A small snort escaped her button nose and she took a swig on her dwindling caramel colored beverage. "That's because I haven't been."

"Right." He tried to keep his smile from turning dopey. "I'm Cal."

"Hi Cal."

He winced, downing half his drink as a couple pushed through the patio's door, allowing in a chilly gust. A cloud of cigarette smoke followed them as they sauntered back into the bar, his arm around her waist and her head on his shoulder.

Cal noticed the woman at his side drawing in a long inhale, as if wallowing in the scent of a bouquet. Her rings clicked rapidly on her glass.

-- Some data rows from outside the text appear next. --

PR #14872, opened 2015-04-14
Destination-based Rover throttling

leogrim:
@stkem @eishay


kifi-backend/modules/common/app/com/keepit/common/time/RandomDelay.scala
```diff
@@ -0,0 +1,9 @@
+package com.keepit.common.time
+
+import scala.concurrent.duration._
+import scala.util.Random
+
+class RandomDelay(maxDelay: Duration) extends (() => Duration) {
```
stkem: A minor point, and you certainly don't need to change that if you don't want to, but I generally find it easier to read if you don't use the syntactic sugar function type, but rather the full type in situations like this, i.e. `... extends Function0[Duration]`

kifi-backend/modules/rover/app/com/keepit/rover/document/FetchThrottlingException.scala
```diff
@@ -0,0 +1,86 @@
...
+import com.keepit.common.logging.AccessLog
+import com.keepit.common.net.URI
+import com.keepit.common.time._
+import org.joda.time.DateTime
+import scala.concurrent.ExecutionContext
+import scala.concurrent.duration._
+import play.api.libs.json.{ JsValue, Json, Format }
+
+case class FetchThrottlingException(url: String, destinationUrl: String, nextFetch: DateTime)
+  extends Throwable(s"Throttling fetch of $url with destination $destinationUrl. Try again at $nextFetch")
```
stkem: Extending `Throwable` can be dangerous in scala since it is also used for control flow (specifically return statements). Better extends `Exception`, especially since that is what this is :-)

PR #14873, opened 2015-04-14
use denormalized keep counts

yingjieMiao:
@eishay @leogrim 

reduce cache load


yingjieMiao:
oops, looks like @eishay was working on this.

PR #14874, opened 2015-04-14
using the denormalized library keep count instead of pounding on the db ...

eishay:
...and cache like crazy


eishay:
@andrewconner @leogrim @yingjieMiao @ahsu1230

PR #14900, opened 2015-04-15
semi fixing broken private invitations

eishay:


eishay:
DO NOT MERGE

eishay:
@andrewconner @ahsu1230 please review this one.
I did make some of the test pass but its still broken and I'm not sure how the logic should work.

kifi-backend/modules/shoebox/app/com/keepit/commanders/LibraryCommander.scala
```diff
@@ -1031,23 +1031,24 @@ class LibraryCommander @Inject() (
...
       (lib, listInvites)
     }
+    println(lib.visibility != LibraryVisibility.PUBLISHED)
+    println(listInvites.isEmpty)
 
-    if (lib.kind == LibraryKind.SYSTEM_MAIN || lib.kind == LibraryKind.SYSTEM_SECRET)
+    if (lib.kind == LibraryKind.SYSTEM_MAIN || lib.kind == LibraryKind.SYSTEM_SECRET) {
       Left(LibraryFail(FORBIDDEN, "cant_join_system_generated_library"))
-    else if (lib.visibility != LibraryVisibility.PUBLISHED && listInvites.isEmpty)
+    } else if (lib.visibility != LibraryVisibility.PUBLISHED && !listInvites.exists(_.userId.nonEmpty)) {
```
eishay, line 1049: I used `!listInvites.exists(_.userId.nonEmpty)` instead of `isEmpty` and it made the test line #657 pass, but I'm not sure its the right things todo. 
Anyway the test is still broken few lines down.
I'll be happy to co-work on it but it wold help to have someone who understand the logic better ( @ahsu1230 or @andrewconner )

ahsu1230, line 1049: I don't think line 657 should pass in the test. That tests that the `hashedPassPhrase` is incorrect even though the `authToken` is correct. Can I ask in what situation does following a private library break (open from email, find on kifi.com, etc.)? Sorry I wasn't around earlier to help T_T
I'll be happy to help look at it tomorrow though.

eishay, line 1049: Invite a user to a private library, have the user use the link in the email, clicking on "follow" returns a 404

2is10, line 1049: I think Eishay is on the right track. I think the `authToken` should only be considered if the logged-in user doesn’t have an invite.

ahsu1230, line 1049: @2is10 here's a PR in the works. #14903

PR #14901, opened 2015-04-15
Read replica for curator

stkem:
\+ less aggressive seq num assignment (to make ingestion faster)

@eishay


eishay:
nice :-)
it caught up

[image: Inline image 1]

Cal lowered his eyes to the rubber mats lining the floor until the couple passed, then glanced over the ads settling back against the wall as the breeze died.

"Found anything interesting?"

She shrugged one shoulder. "Lots of ads by musicians. Learn the guitar. Piano lessons." She pointed a black tipped finger at one of the crisper forms lined by detachable tabs with the same Sharpie written phone number. "Be a drummer."

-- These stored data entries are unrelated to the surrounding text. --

PR #14903, opened 2015-04-15
fixing following a private library

ahsu1230:
@eishay @andrewconner @2is10 

Broken case today:
Friend B invites me (kifi user, not email) to his private library. I open up the library by email and try to follow. It'll be broken =(

### DIFF
--- a/kifi-backend/modules/shoebox/app/com/keepit/commanders/LibraryCommander.scala
+++ b/kifi-backend/modules/shoebox/app/com/keepit/commanders/LibraryCommander.scala
@@ -1030,12 +1030,12 @@ class LibraryCommander @Inject() (
     }
   }
 
-  def joinLibrary(userId: Id[User], libraryId: Id[Library], authToken: Option[String] = None)(implicit eventContext: HeimdalContext): Either[LibraryFail, Library] = {
+  def joinLibrary(userId: Id[User], libraryId: Id[Library], authToken: Option[String] = None, hashedPassPhrase: Option[HashedPassPhrase] = None)(implicit eventContext: HeimdalContext): Either[LibraryFail, Library] = {
     val (lib, inviteList) = db.readOnlyMaster { implicit s =>
       val lib = libraryRepo.get(libraryId)
-      val tokenInvites = authToken.map { token =>
-        libraryInviteRepo.getByLibraryIdAndAuthToken(libraryId, token)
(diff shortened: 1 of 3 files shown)


kifi-backend/modules/shoebox/app/com/keepit/commanders/LibraryCommander.scala
```diff
@@ -1030,25 +1030,23 @@ class LibraryCommander @Inject() (
...
-      } else { // public or private library (called from kifi.com)
-        libraryInviteRepo.getWithLibraryIdAndUserId(libraryId, userId)
-      }
-      (lib, listInvites)
+      val tokenInvites = authToken.map { token =>
+        libraryInviteRepo.getByLibraryIdAndAuthToken(libraryId, token)
+      } getOrElse Seq.empty
+      val libInvites = libraryInviteRepo.getWithLibraryIdAndUserId(libraryId, userId)
+      val allInvites = tokenInvites ++ libInvites
+      (lib, allInvites)
```
ahsu1230, line 1041: @eishay I think the idea behind your original PR was about right =) thanks for looking into this

2is10:
I’m not convinced it’s okay to use `authToken` without the passphrase here. An uninvited “attacker” with an `authToken` can easily construct this follow request and thereby gain access to the private library.

ahsu1230:
so we don't always give a user the `hashedPassPhrase`. If friend B invites me (kifi user, not email) to his private library, the email I receive does not have the pass phrase. If I open the library by email, I can see the library without having to input a pass phrase. Is this right?

2is10:
Yes. In that case, we should ignore the `authToken` allow the follow because the logged-in user was invited to the library. This is the case that is broken today.

2is10:
I don’t think we should ever be giving out an `authToken` without a passphrase, btw.

ahsu1230:
take back what I said about `hashedpassphrase`. It's still in, so the new code should also look for library invites with logged in userId.

If the library is private, but there are no library invites (with userId or with correct authToken/passphrase), then we return `Forbidden`

2is10:
This looks good to me. Thanks.

If convenient, it’d be good to add a test case that passes now but would fail with the old code, to help avoid a regression.

ahsu1230:
Ok, I'll see what cases I can fit in. Thanks for looking it over!

PR #14905, opened 2015-04-15
Check for escaped query parameters in canonical urls (from Rover)

leogrim:


2is10:
Thanks for porting. What about the test? I think it really helps clarify.

leogrim:
Planning on porting over all tests from Scraper: https://app.asana.com/0/27930653682008/29229947277076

"That's what you call someone who hangs out with musicians." Cal tried to swallow back the elementary joke as her eyes turned back to him. Her ebony stare heated the soles of his shoes and turned his mouth into a desert. "Sorry. That was pretty terrible.”

"You could say that."

Cal ran his tongue over his teeth and sank his gaze back into the floor. Silence dropped between them like a concrete wall. Then a soft laugh bubbled into the void.

"Why did Ellie go to the bar?"

Cal frowned and looked back at her. A coy smile had curled on to her lips and one eyebrow had taken on an inquisitive curl.

"Um...why?"

She plucked his bottle out of his hand and began a slow stride back into the interior. "Can't you guess?" she asked over her shoulder.

Cal gathered his dropped jaw and heaved off the wall a moment later. He stuffed his hands into his pockets and collected all his frazzle nerves in order to find out what Ellie had in mind.